By the time he took over, with countless killings, Operation Bluestar and the 1984 Sikh pogrom in Delhi, the Khalistan movement had reached a dead-end. To his credit despite a resentment caused by his perceived inaction during the 1984 pogrom, Sikhs found him to be more approachable and transparent. What is often forgotten is that he actually managed to break the ice with Sant Longowal and signed a hastily-drawn peace accord. Some say the accord would never have worked out but the assassination of Sant Longowal made that a purely hypothetical issue. Having said that, the issue which his mother had compounded with virtually every action she took was untangled largely by Rajiv.
 
Having said that, on three critical issues of the day, he messed up. One of them took his life. 
 
By first sending in an unprepared Indian Peace Keeping Force to fight a jungle warfare and then withdrawing it without achieving anything, he managed the impossible feat of being hated by Tamils and Sinhalese. It was lack of judgement of a high order even if he was misled by babus around him which many say he was. He had been in office for barely a year and a few months and probably did not understand the complexity of the issue involved but it was easily the most pointless waste of human lives.
 
The second cost him his legacy. No one knows what exactly happened but seems certain money was made by some middleman in the deal. It was utterly naive of him to believe that middlemen can be entirely done away with. In fact the current government has brought back the idea of a fixed remuneration for the middlemen only because it understands that their role cannot be eliminated. 
 
And the third was a set of complementary decisions that would lay open the deep divide within Indian society that should never have been exposed.
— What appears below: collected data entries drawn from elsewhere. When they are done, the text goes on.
PR #796, opened 2016-05-05
MERC-662: Transpile Object.assign

hegrec:
## What
Babel 6 does not transpile object.assign automatically so we need to include this plugin.

@mcampa @bc-ejoe @mickr @sherrybc


mcampa:
LGTM 👍

PR #797, opened 2016-05-05
MERC-616, MERC-608 logo and product image resize functionality

sherrybc:
update schema.json for Logo
update schema.json for product images
add subtext about Desktop sizing
update the display order of the settings in TE 

@mcampa @mickr @bc-ejoe 

MERC-616 also has changes in stencil-paper and stencil-editor

### DIFF
--- a/config.json
+++ b/config.json
@@ -61,28 +61,13 @@
     "show_accept_visa": false,
     "product_list_display_mode": "grid",
     "logo-position": "center",
-    "_images": {
-      "logo": {
-        "width": 250,
-        "height": 100
-      },
-      "thumb": {
-        "width": 100,
-        "height": 100
-      },
-      "product": {
-        "width": 500,
-        "height": 659
-      },
-      "gallery": {
-        "width": 300,
-        "height": 300
-      },
-      "zoom": {
-        "width": 1280,
-        "height": 1280
-      }
-    },
+    "logo_size": "250x100",
+    "gallery_size": "300x300",
+    "productgallery_size": "300x300",
+    "product_size": "500x659",
+    "productthumb_size": "100x100",
+    "thumb_size": "100x100",
+    "zoom_size": "1280x1280",
     "default_image_brand": "/assets/img/BrandDefault.gif",
     "default_image_product": "/assets/img/ProductDefault.gif",
     "default_image_gift_certificate": "/assets/img/GiftCertificate.png",
--- a/schema.json
+++ b/schema.json
@@ -670,6 +670,27 @@
     "name": "Logo",
     "settings": [
       {
+        "type": "imageDimension",
+        "label": "Logo size",
+        "id": "logo_size",
+        "description": "Please specify a maximum image size for desktop display. We'll automatically scale down the image for smaller devices.",
+        "force_reload": true,
+        "options": [
+          {
+            "value": "original",
+            "label": "Original (as uploaded)"
+          },
+          {
+            "value": "250x100",
+            "label": "Optimized for theme"
+          },
+          {
+            "value": "custom",
+            "label": "Specify dimensions"
+          }
+        ]
+      },
+      {
         "type": "select",
         "label": "Logo position",
         "id": "logo-position",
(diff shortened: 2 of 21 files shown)


config.json
```diff
@@ -61,6 +61,8 @@
     "show_accept_visa": false,
     "product_list_display_mode": "grid",
     "logo-position": "center",
+    "logoSize": "250x100",
+    "productImageSize": "300x300",
```
hegrec: Does this work by default? I notice you are using these in the getImage helper, but the values here do not exist in `_images` as an object with `width` and `height`

sherrybc: yes will tag you in the PR (;

mickr:
Are there any dependent PR's?

schema.json
```diff
@@ -1344,6 +1375,183 @@
...
+      {
+        "type": "paragraph",
+        "content": "Please specify a maximum image size for desktop display. We'll automatically scale down the image for smaller devices.",
+        "hideExpression": "model.productSize != 'product'"
+      },
+      {
+        "type": "select",
+        "label": "Main product images",
+        "id": "productSize",
+        "force_reload": true,
```
mcampa: `force_reload` is not needed here. Stencil cli scan all templates and automatically injects the `force_reload` for you

schema.json
```diff
@@ -1344,6 +1375,183 @@
...
+            "label": "Specify dimensions"
+          }
+        ]
+      },
+      {
+        "type": "number",
+        "id": "_images.product.width",
+        "force_reload": true,
+        "label": "Max width",
+        "className": "formly-field-dimensions",
```
mcampa: I'm not sure why designers need to now what class names are used in theme editor. I think we should remove this attribute and use one style in theme-editor

sherrybc:
@mickr yes depends on stencil-editor (still open) and paper (merged)

config.json
```diff
@@ -61,6 +61,11 @@
     "show_accept_visa": false,
     "product_list_display_mode": "grid",
     "logo-position": "center",
+    "logoSize": "250x100",
```
mcampa: We are using snake_case for all our settings, can you change that to keep consistency?

sherrybc: angular doesn't recognize snake_case

config.json
```diff
@@ -78,6 +87,10 @@
         "width": 300,
         "height": 300
       },
+      "productGallery": {
```
hegrec: You shouldn't need to define `productGallery` with the same size as `gallery`

schema.json
sherrybc: ideally, I would like width x height to be one type, this is definitely hacky, I can move the classNames to theme-editor for now, but it's just as hacky, we should definitely do a tech debt on this, but fyi this needs be in asap.

config.json
sherrybc: because `gallery` applies to more than just products, but since we are currently allowing users to change product gallery size, but we made a new one just for products.

sherrybc: post images uses `gallery` for example

sherrybc:
one more go 💃  @mcampa @mickr @bc-ejoe

sherrybc:
The reason why `_images` is changed to dot notation is because nested key does not work with custom templates, one of the work around is to use the model property, but that would change the way stencil-editor is structured, see https://github.com/formly-js/angular-formly/blob/v7.3.2/src/run/formlyNgModelAttrsManipulator.js#L46-L50

sherrybc:
@bc-jstoffan @mcampa @mickr @bc-ejoe @bc-ranji

config.json
```diff
@@ -61,28 +61,13 @@
...
-        "height": 1280
-      }
-    },
+    "logoSize": "250x100",
+    "gallerySize": "300x300",
+    "productGallerySize": "300x300",
+    "productSize": "500x659",
+    "productThumbSize": "100x100",
+    "thumbSize": "100x100",
+    "zoomSize": "1280x1280",
```
mcampa: I still think we need to change this to snake_case to be consistent

hegrec:
👍  Nice, it's very clean this way.

bc-ejoe:
👍

PR #799, opened 2016-05-11
MERC-691: revert back to slick-carousel v1.5.5

bc-ejoe:
## What?

Fix for missing previous slide arrow on the carousel by reverting back to slick-carousel v1.5.5.  

## Why?

Prior to 328cf24, v1.5.5 was being pulled in.  v1.5.6 of the lib introduced a change to the dom location of the arrow, causing the z-index to be lower than the carousel image.

## Testing/Proof

before:
screen shot 2016-05-11 at 1 19 42 am

after:
screen shot 2016-05-11 at 1 19 16 am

Whether his intentions were genuine we will never know but the way the Shah Bano case and its aftermath was handled was retrogressive to the core. Impossible to believe that in the twentieth century the Indian Parliament passed a law which provided loopholes to men to not pay maintenance to divorced wives. Some say his decision to open the gates of the Janmabhoomi was a kind of reverse appeasement to the majority community. Both have left deep scars on the Indian body politic. 
 
And last, but not the least. 1984.
 
Till late evening on 31st Oct he was a pilot whose mother had been assassinated. Became the PM at night. By that time the rioting had well and truly begun. Contrary to what is now claimed, the anger against Sikhs was not limited to Congressmen alone. The divide was across the board. 
 
Did he delay sending in the Army? Was he aware how bad it was? Most unlikely. To have to undertake such a serious intervention when you have no access to data as everyone is busy saving their backsides and there is a funeral to attend to is beyond any individual, no matter how miraculous. Modi had been at his job for over 5 months when the riots happened but wasn’t able to control. 
 
My verdict: Not guilty. If anyone should take the blame, it is Narasimha Rao, Home Minister.